At some point, I looked around the living room and realized I was the only one awake in the house. But my Mother (who quietly shared my enthusiasm for space travel, who had turned me on to Star Trek) fought sleep and finally did slip into the room, perhaps as worried for me missing sleep than for Pete Conrad and Al Bean.

Their landing passed, and I fell asleep, knowing it would be many hours before they would disembark.

I was waiting for the television, and, for the first time, a color camera.

My Mother nudged me back awake, admonishing me to back away from the new color television around daybreak. As I rubbed my eyes, Conrad was suddenly visible in our living room coming down the ladder, upside down at first, soon rectified by Houston.

It looked a lot like Apollo 11, only this time, the scene was definitely "in color."

Color television was still "new," or "newly cheaper," finally reaching a fifty percent household saturation, essentially the same technology first publically demonstrated at the 1939 New York Worlds Fair.

The rest of the household began to gather, and my stunned father, already dressed and primed for work, changed his mind and decided to go in late, instead. He wasn't as above "all that" as he thought.

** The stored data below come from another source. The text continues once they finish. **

PR #2714, opened 2019-11-01
Fix issue where pressing spacebar on search dropdown closes dropdown.

MarkAZhang:
# Description

This fixes the immediate issue (which seems quite serious) but introduces other annoying issues. Specifically, now when you click on the trigger or any items, the dropdown no longer closes at all. You have to click outside the dropdown.

I think the underlying issue is that we've implemented a lot of custom behavior around the semantic ui component, which semantic ui doesn't know about. The long-term solution might be to either write our own component, or adopt semantic-ui's behavior instead of our custom behavior.

### DIFF
--- a/app/assets/src/components/ui/controls/dropdowns/BareDropdown.jsx
+++ b/app/assets/src/components/ui/controls/dropdowns/BareDropdown.jsx
@@ -12,7 +12,7 @@
 // redundant with props.items.customNode and props.children.
 import React from "react";
 import cx from "classnames";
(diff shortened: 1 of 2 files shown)


MarkAZhang:
Fixes this issue: https://jira.czi.team/projects/IDSEQ/issues/IDSEQ-1705

Not super happy with the fix because it creates other UX issues, but it does solve the serious issue of the dropdown unexpectedly closing when spacebar is pressed in the search bar.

Today, you can watch it all on the Internet, if you carefully dodge the conspiracy uploads, and witness every moment of what we saw Live From The Moon during the following twenty minutes or so. The highlights of that brief, very promising but tragically brief broadcast is discussed on Wikipedia:

"When Conrad, who was somewhat shorter than Neil Armstrong, stepped onto the lunar surface, his first words were "Whoopie! Man, that may have been a small one for Neil, but that's a long one for me."[4] This was not an off-the-cuff remark: Conrad had made a $500 bet with reporter Oriana Fallaci he would say these words, after she had queried whether NASA had instructed Neil Armstrong what to say as he stepped onto the Moon. Conrad later said he was never able to collect the money.[5][6]

"To improve the quality of television pictures from the Moon, a color camera was carried on Apollo 12 (unlike the monochrome camera that was used on Apollo 11). Unfortunately, when Bean carried the camera to the place near the lunar module where it was to be set up, he inadvertently pointed it directly into the Sun, destroying the vidicon tube. Television coverage of this mission was thus terminated almost immediately."

That single broadcast would be the first and only color television coverage of a Moon landing until Apollo 14, in 1971. The hiatus, of course, was due to the Apollo 13 abort the following April.

Even then, much of the Apollo 14 excursions would happen out from the view of an improved but still imperfect live television camera. When time finally arrived for what became the final three science, or "J" missions, supplied with redundant, remote controlled cameras, mounted on lunar electric rovers, a lot of the magic was gone for the lowest common denominators in the market of mass appeal, among whom were many who would tolerate no more interruptions of their Soaps. Viet Nam was winding down, and the introspective, odd-ball Seventies were well underway.

I'm not insisting that a moment's inattention, the unintentional destruction of Apollo 12's color TV camera so early during an exceptional mission, caused the larger "Gap," the gap in lunar exploration, from Apollo 17 to Lunar Prospector, but it is certain full appreciation of the role entertainment plays in the funding of space exploration is still not fully appreciated.